BEKAA VALLEY, Lebanon — Families crammed into ramshackle tents. Children playing amid garbage. Their parents, bewildered and fearful — with no place to go.
That is life in Jdita, a settlement center for Syrian refugees in Lebanon’s Bekaa Valley.
“What you see now is how we live every day,” says Hana Khalaf, surrounded by a half-dozen young children, her nephews, nieces and cousins, huddled together on the tent floor. “Life is monotonous. The situation is difficult. Imagine, you never know when your tent will catch fire.”
Her country has been on fire for six years. There are 4.8 million refugees from Syria’s civil war. That’s more than five times the number of Palestinian refugees created by the Arab-Israeli war of 1948. An estimated 1.6 million Syrians are in Lebanon, where most can’t get work permits due to onerous local regulations. Many of the children in Jdita have no school to attend.
So the families wait endlessly in their tents — for something to change.
But nothing does.
Sana’ Jassem clutches a crying baby, standing by a sheet-metal-covered well and a fire crackling by a tire. She and her husband, Toufic Salem-Ali, a farmer from outside Aleppo, fled the city when the shelling started in 2013. Toufic has nothing to farm now. “Life is difficult when the man does not work,” Sana’ says, looking at her husband as he stares off into space. “Most days, one stays hungry when the man does not work.”
Moutaz Khalaf, 33, Hana’s brother, has mournful eyes as he tells the tragic story of his family. He had been a senior lawyer in the Syrian Directorate of Agriculture in Aleppo. In 2013, his mother left for a trip to Lebanon — and disappeared, taken captive by regime soldiers.
“I’ll never forget that day,” he says. Five months later, his brother — a former soldier in the Syrian army — was traveling in territory controlled by the rebel Free Syria Army (the FSA) and disappeared as well. “I feel like I have bad feelings for the number seven, because my mother disappeared on the seventh of April and my brother on the seventh of September,” he said.
Then a friend, a fellow government employee, was arrested by Syrian Air Force Intelligence. “They took him, and after 16 days, they released him as a corpse, as a result of torture and electrocution,” Khalaf says.
Later, he finally got word about his mother. She had been taken to Saydnaya Prison outside Damascus — the same notorious facility that Amnesty International, in a report last week, dubbed a “human slaughterhouse.” Between 5,000 and 13,000 detainees have been executed at Saydnaya in mass hangings authorized by senior officials of Syrian President Bashar Assad’s government, the report says.
When I asked Assad about the report in an interview last week, he said, “You can forge anything these days,” and then added, “We’re living in a fake news era”— a phrase he now uses for all allegations of human rights abuses by his government.

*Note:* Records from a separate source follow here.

PR #885, opened 2021-03-04
Combinatoriality: DRY compression

MarkGotham:


music21/serial.py
```diff
@@ -1059,27 +1059,12 @@ def areCombinatorial(self, transType1, index1, transType2, index2, convention):
...
+            trans1 = getattr(self, convention + 'CenteredTransformation')(transType1, index1)
             pitches1 = trans1.pitchClasses()
-            trans2 = self.originalCenteredTransformation(transType2, index2)
+            trans2 = getattr(self, convention + 'CenteredTransformation')(transType2, index2)
             pitches2 = trans2.pitchClasses()
-            for i in range(6):
-                testRow.append(pitches1[i])
-            for i in range(6):
-                testRow.append(pitches2[6 + i])
+            testRow = pitches1[:6] + pitches2[:6]
```
jacobtylerwalls, line 1067: Hi Mark -- is there a music-theoretical reason this is equivalent to `pitches2[6:]` above for `original`? It's been a while ...

jacobtylerwalls: Indeed, the computation is different now. Print the `testRow` and run the second example in the doctest:

master:
[5, 4, 1, 11, 10, 0, 11, 9, 10, 8, 2, 3]
PR:
[5, 4, 1, 11, 10, 0, 0, 1, 4, 6, 7, 5]

music21/serial.py
```diff
@@ -1059,27 +1059,12 @@ def areCombinatorial(self, transType1, index1, transType2, index2, convention):
...
-                testRow.append(pitches2[i])
-            return pcToToneRow(testRow).isTwelveToneRow()
-        elif convention == 'original':
-            testRow = []
-            trans1 = self.originalCenteredTransformation(transType1, index1)
+        if convention in ['zero', 'original']:
+            trans1 = getattr(self, convention + 'CenteredTransformation')(transType1, index1)
             pitches1 = trans1.pitchClasses()
-            trans2 = self.originalCenteredTransformation(transType2, index2)
+            trans2 = getattr(self, convention + 'CenteredTransformation')(transType2, index2)
```
jacobtylerwalls, line 1065: Seems to me this is brittle against the possibility of future renaming.

mscuthbert:
It's hard to find getattr that are constructed from strings -- there needs to be a strong reason for setting them.  Does this speed anything up?  It looks like it may just be harder to maintain.  Need a justification for this PR.

MarkGotham:
Thanks for the review @mscuthbert and @jacobtylerwalls. I aimed for a small PR here, but there are already several considerations to unpick, including both the style and the substance:

**1. getattr:** Ok, I see why we wouldn't use getattr for compressions in this way. Noted, retracted, and no problem.

**2. Other compression:** All the same, there's still room for compression here (implemented in the latest version), not least because ... 

**3. Logic.** In trying to do a simple tidy up, we've chanced upon some incorrect logic. The combinatoriality comparison has to be between the first hexachords of the two rows whether using `zeroCenteredTransformation` or `originalCenteredTransformation`. Previously the comparison ran differently for those two cases and the test / demo simply asserted `False` so didn't pick up on the issue. This PR fixes that and implements more demos / docs.

**4. A bigger change** (not implemented for now but worth considering): As long as this method returns only True/False, there's no reason to offer the option of which convention to use, or to implement the alternatives. If it returned pitches or the like then it would make sense, but as it stands we could remove the whole convention option without loss of functionality.

music21/serial.py
MarkGotham: Thanks for flagging this up. I've responded in the summary below.

music21/serial.py
MarkGotham: Noted. Thanks

music21/serial.py
```diff
@@ -1048,42 +1048,58 @@ def areCombinatorial(self, transType1, index1, transType2, index2, convention):
...
 
+        First, let's take a row we know to have a combinatoriality pair:
+
         >>> moses = serial.getHistoricalRowByName('SchoenbergMosesAron')
         >>> moses.pitchClasses()
         [9, 10, 4, 2, 3, 1, 7, 5, 6, 8, 11, 0]
-        >>> moses.areCombinatorial('P', 1, 'I', 4, 'zero')
+
+        Combinatoriality holds here between P0 and I3
+        >>> moses.areCombinatorial('P', 0, 'I', 3, 'zero')
```
jacobtylerwalls, line 1058: Need a blank line preceding every code example (see png):

no-blank-line

music21/serial.py
```diff
@@ -1048,42 +1048,58 @@ def areCombinatorial(self, transType1, index1, transType2, index2, convention):
...
+        True
+
+        By definition what's true for :meth:`~music21.serial.zeroCenteredTransformation`
+        is also true for :meth:`~music21.serial.originalCenteredTransformation`:
```
jacobtylerwalls, line 1062: Pre-existing bug, but these links don't render, because these are methods on `ToneRow`. Adding `.ToneRow.` fixes it -- are you game to replace the two sets here and at the top of the docstring, and the third (set) of links on the `findZero...` and `findOriginal...` methods?

jacobtylerwalls (changes requested):
Thanks for finding and explaining the logical error. Noted some small documentation bugs. 

Interested to hear if Myke thinks now is the time to go ahead and remove (or just disregard) the convention parameter.

music21/serial.py
MarkGotham: Sure thing - thanks for catching this.

MarkGotham:
Oops that commit should be `fix 6 links`

mscuthbert:
Oh, I get it -- since we're using the same convention for both transformations, then it doesn't really matter which one you choose.  In that case, let's get rid of it.  It's v.7. so we can break little things like this.  Maybe better though to leave in _unused_convention=None and note that it will be removed in v.8.

mscuthbert:
(btw -- these "I", "RI", "R" + one of "T" or "P" should become Literal types.

jacobtylerwalls:
> Maybe better though to leave in _unused_convention=None and note that it will be removed in v.8.

I think we should just break it. 🔨  
We've been breaking signatures all over the package in order to make things keyword-only, and this method has five non-self positional arguments. v7 is going to be a possibly hard, but super awesome upgrade.

@MarkGotham are you game to just drop the fifth argument? Once we have that I think this is mergeable even if you're not ready to sign up for converting the characters to literal types just yet.

jacobtylerwalls:
> (btw -- these "I", "RI", "R" + one of "T" or "P" should become Literal types.

My understanding is that we can't do this until v. 8 when we drop support for Py 3.7:

https://github.com/cuthbertLab/music21/blob/19cbe27a55b7ab8e79686bf9a9ca88b7a883defb/music21/roman.py#L2655-L2657

MarkGotham:
> > (btw -- these "I", "RI", "R" + one of "T" or "P" should become Literal types.
> 
> My understanding is that we can't do this until v. 8 when we drop support for Py 3.7:
> 
> https://github.com/cuthbertLab/music21/blob/19cbe27a55b7ab8e79686bf9a9ca88b7a883defb/music21/roman.py#L2655-L2657

Thanks. So then the typing for now should be:
`transType1: int['P', 'T', 'R', 'I', 'RI'],`
... with a planned move to `Literal` later?

In summary, do typing for the first 4 arguments, remove the 5th and we're done here?

jacobtylerwalls:
> So then the typing for now should be:
transType1: str['P', 'T', 'R', 'I', 'RI'],
... with a planned move to Literal later?

Honestly I would leave those four arguments alone until the move to `Literal` in v.8. I haven't seen strings typed that way in our package nor in the typing module docs, so there would be a learning curve / cost to building and checking Sphinx for something we're changing in one version from now. Unless Myke wants to involve himself here and offer guidance, but for such a small point I think this is mergeable if we just rip out that fifth parameter and leave a "changed in v7 -- " notice.

A ValueError might be nice if someone passes a garbage string, but I wouldn't insist on it to merge this PR.

mscuthbert:
str is not a Generic type and can't be typed with literals in mypy

jacobtylerwalls (approved):

jacobtylerwalls:
Mark, would you like to take a look at the changes I just pushed and see if they look sensible to you? If so, then I think we can merge this next week. Thanks for getting this patch in!

MarkGotham:
Looks good, thanks!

Was his mother a political protester? No, Khalaf says, she was “illiterate” and had nothing to do with politics. But she was a Sunni and, he says, the regime had held her and 13 other Sunnis as hostages to force the release of 42 Alawites being held by the rebels. The plan for an exchange didn’t work out — so they executed her instead, he says.
Khalaf and the rest of the residents are afraid to return to Syria and are years away from any hope of resettlement in the United States or Europe. But still, they have been following — on their mobile phones and on televisions — the debate in the United States about President Trump’s executive order to ban all Syrian refugees from the country.
I asked Khalaf if he had a message for Trump. He does, he says. He wants him to come to Jdita.
“I [would] tell him to come and see the Syrian refugees, who are lost between torn tents and a torn country,” he says. “And now there are kids who are [being] raised, a generation being raised thinking that tents are their home.”